Maradona did not score as many goals for Argentina as Pele did for Brazil. Neither did he win as many world cups. He did however, lead a very weak team that was not expected for great things to the title. In 1986 in Mexico, Diego Maradona cemented his place in history – a place in history he would later tarnish with his rampant cocaine use and paranoid and aggressive rants about penises at the 2010 World Cup in South Africa (see video here) – as a legend. Almost single handedly, he captained a weak Argentinian squad to become champions of the world, materializing into the most dominant player of the tournament with mesmerizing performances and displays that the world still remembers today. He even scored a goal with his hand and fooled everyone in the process. You had to love his devil may care, nonchalant, bad boy attitude. 



If it were Pele that scored with his hands, he probably would have apologized to the referee, the fans, the opposing team, and gone into the referees pocket and given himself a red card. Nobody really likes that loyal, honest, commercially friendly, and extremely marketable persona. People want to see a bad boy that says and does the things they would never dare to do and eventually self implodes in a vicious spiral of self destruction and ignorance brought on by a quick acquisition of wealth, power, adoration, and an inflated ego. That alone makes him better than Pele, but if that’s not enough, Maradona even managed to take a weaker Argentina to the final again in the World Cup in Italy in 1990, only to lose by a questionable penalty for West Germany in the final.

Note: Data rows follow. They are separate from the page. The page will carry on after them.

Issue #811, opened 2020-09-08
InstanceMember creates read only, not enumerable and not configurable properties on default


Flarna:
`InstanceMember` uses `napi_default` for `attributes` if nothing else is specified.

`napi_default` [means](https://nodejs.org/dist/latest-v14.x/docs/api/n-api.html#n_api_napi_property_attributes) read only, not enumerable and not configurable.

The corresponding NAN API `SetPrototypeMethod` calls `PrototypeTemplate()->Set()` and to my understanding of the v8 API they use `PropertyAttribute::None` which is defined [inverted](https://v8docs.nodesource.com/node-14.1/d2/dc3/namespacev8.html#aa944500afca8000fffef41951b9f2660):

```c
enum PropertyAttribute {
  /** None. **/
  None = 0,
  /** ReadOnly, i.e., not writable. **/
  ReadOnly = 1 << 0,
  /** DontEnum, i.e., not enumerable. **/
  DontEnum = 1 << 1,
  /** DontDelete, i.e., not configurable. **/
  DontDelete = 1 << 2
};
```

Is this difference intended? In general non configurable properties are quite uncommon in JS world.

FWIW: If I define a `class` in javascript members are configureable, writable and not enumerable.

NickNaso:
Hi @Flarna,
today I tried to define a class and then print how his attributes has been set. With JavaScript on `Node.js`, `Chrome` and `Firefox` I obtained that the instance method is set `writable` and `configurable` by default.
```js
'use strict'

class Class {
  method() {}
}

console.log(Object.getOwnPropertyDescriptors(Class.prototype))
```
```
{
 constructor: {
    value: [class Class],
    writable: true,
    enumerable: false,
    configurable: true
  },
  method: {
    value: [Function: method],
    writable: true,
    enumerable: false,
    configurable: true
  }
}
```
I did the same experiment for native add-on and I obtained the following result:

```
{
 method: {
    value: [Function: method],
    writable: false,
    enumerable: false,
    configurable: false
  },
  constructor: {
    value: [Function: Class],
    writable: true,
    enumerable: false,
    configurable: true
  }
}
```
I want to discuss about this in tomorrow meeting. Thanks for reporting.

mhdawson:
We discussed in the N-API team meeting and its a result of history and trying to match the JavaScript spec but seems like we did not end up with the default (in both the C and C++ wrapper) we might have chosen thinking about it now.

At this point though we don't want to change the default as that will affect existing addons.

[...]

PR #1094, opened 2021-10-19
Update object_wrap.md

alexanderfloh:
Add the default attributes for methods to the example to make them writeable by default.

See https://github.com/nodejs/node-addon-api/issues/811 for discussion.


mhdawson:
I don't think  `napi_default_method` is available in Node.js 12 or 14. Until all LTS versions have `napi_default_method` it might be better to update the example to add `napi_writable | napi_configurable` instead.

My assessment is based on looking at the tags shown for https://github.com/nodejs/node/commit/c9506a8f3e9bc5c679151feb39198023154464ab

mhdawson (approved):
LGTM

PR #1118, opened 2021-12-30
  Update index.js

Kailee01:


Kailee01:
added

mhdawson:
@Kailee01  there are a number of linter errors that need to be fixed up. Can you also add some context as what the purpose is (adding a test or something else).

mhdawson:
I'm going to close this as there has been not response from the opener. @Kailee01 please re-open if you feel that was not the right thing to do.

Issue #1123, opened 2022-01-11
Class constructors cannot be invoked without 'new'


p120ph37:
Currently, `ObjectWrap<T>::ConstructorCallbackWrapper` has a guard against calling the constructor as a javascript function without the "new" keyword (`TypeError: Class constructors cannot be invoked without 'new'`).  In a pure Javascript project, or in a non `node-addon-api` native project, it is possible to trap this sort of scenario and do something special other than abort -- often simply re-call the function as a constructor and return the new object, but potentially other clever things too.

If we could change the `ObjectWrap<T>::ConstructorCallbackWrapper` implementation to delegate to an overridable public static method when `!isConstructCall` rather than always aborting (e.g. `Value T::NonConstructFunction(const Napi::CallbackInfo& info)` with a default implementation that throws the usual `TypeError`), that would allow for more flexibility in porting older modules to use `node-addon-api` without changing their existing semantics.

legendecas:
Calling a constructor created from `class {}` is throwing:

```js
(class {})(); // TypeError: Class constructors cannot be invoked without 'new'
```
I think this is expected behavior. As you can still create normal functions with `Napi::Function::New`.

p120ph37:
Sure you can create normal functions with `Napi::Function::New`, but I don’t see a way in which you can create a dual-purpose function which can, depending on invocation context, act either as a normal function, or as an `ObjectWrap` constructor and `instanceof`-testable prototype.  This sort of thing is possible and even common in classic (pre-ES2015) js, and it is possible with `napi_wrap` directly, just not with the current `ObjectWrap` abstraction. For new development it is probably not a great idiom, but I have an older Node module I’m trying to port, and without this functionality, I can’t maintain backward compatibility with existing code.

It should be possible to support this feature with a fairly trivial hook.  I’ll see if I can whip up a PR in the morning…

p120ph37:
I've opened PR #1125 to add this functionality, and tests which illustrate the use-case.

KevinEady:
PR #1125 has landed in https://github.com/nodejs/node-addon-api/commit/cee899ade542d8d19429d2c32ac41f0cc5328d3a , closing issue.

PR #1125, opened 2022-01-11
Add `NonConstructor` to allow customization of ObjectWrap behavior

p120ph37:
Addresses #1123 by moving the error-throw into an overridable static method.  Default behavior remains exactly the same, but now a developer can override `NonConstructor` in their `ObjectWrap` subclass in order to define alternate behavior.  As a trivial example of behavior a developer might implement, this code in an `ObjectWrap` subclass would support the old (ugly) idiom of instantiating a class even when the function is called without the `new` keyword:
```
static Napi::Value MyObject::NonConstructor(const Napi::CallbackInfo& info) {
  std::vector<napi_value> args;
  for(size_t i = 0; i < info.Length(); i++) args.push_back(info[i]);
  return GetConstructor(info.Env()).New(args);
}
```

Which then allows this usage:
```
const MyObject = binding.MyObject;
const newConstructed = new MyObject();
const factoryConstructed = MyObject();
assert(newConstructed instanceof MyObject);
assert(factoryConstructed instanceof MyObject);
```

I've also included a new test case, which amounts to basically the above, and also tests that exceptions thrown inside the non-constructor are handled appropriately.


test/objectwrap_nonconstructor.cc
```diff
@@ -0,0 +1,46 @@
...
+      NAPI_THROW(Napi::Error::New(info.Env(), "an exception"), Napi::Value());
+    }
+    // Otherwise, act as a factory.
+    std::vector<napi_value> args;
+    for(size_t i = 0; i < info.Length(); i++) args.push_back(info[i]);
+    return MaybeUnwrap(GetConstructor(info.Env()).New(args));
+  }
+
+  static std::unordered_map<napi_env, Napi::FunctionReference*> constructors;
+
```
p120ph37, line 23: I know this is leaky without an env-shutdown-hook, but it's good enough to run the tests without clobbering `Napi::Addon<T>` via `env.SetInstanceData()` as would be the typical idiom.

p120ph37: Should probably add a comment to the source so nobody thinks it’s a good idea to copy paste this into a real project…

mhdawson:
We discussed in the node-api team meeting today. 

We agreed giving developers the option makes sense.  We would like the PR to include updating the documentation as well.

We would prefer that instead of using  NonConstructor that we use CreateViaFunctionCall

p120ph37:
Sounds reasonable to me - I'll make the requested adjustments.

p120ph37:
I'm happy to name it `CreateViaFunctionCall` if that's the consensus, but I do feel like that's a little bit misleading because the actual action may be something other than creating an object -- that's just one possible implementation for the method.  All I intended to convey with my original `NonConstructor` name was that it handles the case where the `new` keyword was not used.  Absent the `new` keyword, the function is technically allowed to do anything it wants, including returning an object of some completely different type, or returning a "builder" object, or an object-factory, etc.  So calling it `Create...` seems a little presumptive ;-)

vmoroz:
> I'm happy to name it `CreateViaFunctionCall` if that's the consensus, but I do feel like that's a little bit misleading because the actual action may be something other than creating an object -- that's just one possible implementation for the method. All I intended to convey with my original `NonConstructor` name was that it handles the case where the `new` keyword was not used. Absent the `new` keyword, the function is technically allowed to do anything it wants, including returning an object of some completely different type, or returning a "builder" object, or an object-factory, etc. So calling it `Create...` seems a little presumptive ;-)

+@mhdawson and @gabrielschulhof

@p120ph37, it is a great point! There were a few points for the alternative name:
- `NonConstructor` sounds a little bit alien and does not communicate the function purpose clearly.
- What if we use the same terms as in the JS docs? E.g. in [MDN Date](https://developer.mozilla.org/en-US/docs/Web/JavaScript/Reference/Global_Objects/Date) they use the phrase `When called as a function, returns a string representation of the current date and time ...`. Thus, we thought that the name should have something from the `called as function` phrase.
- The method name is better start with a verb.

Since `Create...` seems to be wrong here (even the `Date()` call does not create anything), could we use something like `HandleWhenCalledAsFunction`, `OnCalledAsFunction`, or something else along these lines? E.g. to communicate that this method handles the situation when the JS function representing the native class was called as a function rather than as a constructor.

p120ph37:
I like `OnCalledAsFunction` - it's not too verbose, and the `On` prefix is already familiar and implies the mechanism of action: the developer should define the method in order to change the default behavior.

vmoroz:
> I like `OnCalledAsFunction` - it's not too verbose, and the `On` prefix is already familiar and implies the mechanism of action: the developer should define the method in order to change the default behavior. I'll go ahead with that name first, and we can see what the doc looks like.

I like it too! Though, the final decision is from @mhdawson and @gabrielschulhof.

test/objectwrap_nonconstructor.cc
p120ph37: I've added an env cleanup-hook so this test-code shouldn't leak anymore and should be adaptable to real-world projects.

mhdawson:
adding my +1 for OnCalledAsFunction

mhdawson (approved):
LGTM

mhdawson:
Landed as cee899ade542d8d19429d2c32ac41f0cc5328d3a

Thus, due to the superior competition he faced while achieving great feats and leading mediocre Argentinian teams to the title and final of successive World Cups with incredible exhibitions of football and individual dominance, Maradona is undeniably the best footballer ever. It took me more than a thousand words to say it. It took him 23, and with more elegance, arrogance, and flair than I could ever manage:

“There would be no debate about who was the best footballer the world had ever seen – me or Pele. Everyone would say me.”

-       Diego Maradona





Another one I quite enjoyed was:

“My mother thinks I am the best, and I was raised to always believe what my mother says.”

-       Diego Maradona




Cleary this is the attitude, self-confidence, and candid rhetoric, only the best can provide. Enough said.